The public debate surrounding the impeachment campaign against President William Lai (賴清德) has been framed as a clash of political wills: a defiant president versus an aggrieved legislature. That framing is not only misleading — it conceals a deliberate inversion of constitutional logic being pursued by the Chinese Nationalist Party (KMT) and the Taiwan People’s Party (TPP).
What is unfolding is not simply political theater, but a calculated effort to turn the Constitution’s safeguards on their head, while pretending to defend them.
Using their combined majority in the Legislative Yuan, the KMT and the TPP pushed through revisions to the Act Governing the Allocation of Government Revenues and Expenditures (財政收支劃分法) that would dramatically increase the central government’s financial obligations. Under existing constitutional and legal constraints, implementing this framework would force the government to borrow beyond permissible limits.

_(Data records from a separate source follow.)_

PR #2993, opened 2024-01-29
Update daily_file_sink.h

AaronKonishi:
solve compiler problem: not supported std::put_time() under version 5


AaronKonishi:
when I use 'arm-cortexa9-linux-gnueabihf-g++',  I get an error: ‘put_time’ is not a member of ‘std’

gabime:
CI test fail. And anyway spdlog doesnt support such old compiler

PR #3000, opened 2024-02-05
Added support of Swift Package Manager

IhorShevchuk:
This allows to add spdlog as dependency to other Swift Packages or Xcode projects


gabime:
Thanks. spdlog only supports cmake build. It cant support the many other build systems out there, so i need to pass on this one.

PR #3001, opened 2024-02-05
Redundant message when using multi-config generators

WarEagle451:
Multi-config generators such as "Ninja Multi-Config" will not define CMAKE_BUILD_TYPE, therefore the "Build type" message should not be called.


gabime:
Thanks. However I kinda of like it that it prints even an empty string to make it clear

Borrowing limits exist to prevent reckless fiscal behavior and to protect long-term state stability. A law that compels unconstitutional borrowing is itself constitutionally defective.
This is why the Executive Yuan refused to countersign the measure. Countersignature is not ceremonial. It is a constitutional safeguard. By countersigning, the executive certifies that a policy is lawful, executable and constitutionally sound. Refusing to countersign a measure that would require unconstitutional borrowing is not obstruction; it is the system functioning as designed.
The matter should have returned to legislative revision. Instead, the KMT and the TPP — led vocally by TPP Chairman Huang Kuo-chang (黃國昌) — accused Lai of “breaking the Constitution” by refusing to countersign a measure that would itself violate constitutional borrowing limits. The logic was flipped: The act of preventing a constitutional breach was reframed as the breach itself.
This inversion is the core political strategy.
By collapsing a complex chain of responsibility into a simple slogan — “the legislature passed a law, the president refused to sign” — the KMT and the TPP recast executive restraint as authoritarianism. Cause becomes effect. Prevention becomes defiance. The original constitutional problem disappears from view.
Those advancing this maneuver know better. Budgetary mechanics and countersignature authority are not obscure matters to veteran legislators. Huang, in particular, is well aware that impeachment was designed for clear, egregious abuses of power, not policy disputes manufactured by forcing the Executive Yuan into an unconstitutional corner.
The impeachment campaign proceeds, because the real objective is reputational damage.
Even a doomed impeachment serves a political purpose: It plants the impression that “so many people want the president removed, so he must be a bad president.” The damage is inflicted at the level of perception, not law.
Theater ends when the curtain falls. This campaign seeks to normalize the idea that constitutional safeguards are suspect, that refusing to certify illegality is tyranny, and that executive restraint itself constitutes constitutional misconduct.
If this logic is allowed to stand, Taiwan’s checks and balances would be quietly hollowed out. A future legislature would learn that it can force the Executive Yuan into an impossible choice: Contravene the Constitution or be accused of doing so. Either way, the Executive Yuan loses.
Democracies rarely fail because rules are openly broken. They weaken when rules are deliberately misrepresented, inverted and abused — until citizens can no longer tell which institutions are protecting them and which are manipulating them.
Taiwanese should not fall into this trap. Whether you voted for him or not, Lai is still the president, and impeachment is the most serious step a democracy can take against its own leader. Before forming a view based on slogans or headline numbers, Taiwanese should pause and ask themselves a basic question: Do I actually understand what the president is being accused of, and why? Or am I being asked to condemn him simply for refusing to go along with something that could not be responsibly carried out?
Every citizen owes it to themselves — and to Taiwan — to look past the noise and understand the issue before taking sides.
John Cheng is a retired businessman from Hong Kong now living in Taiwan.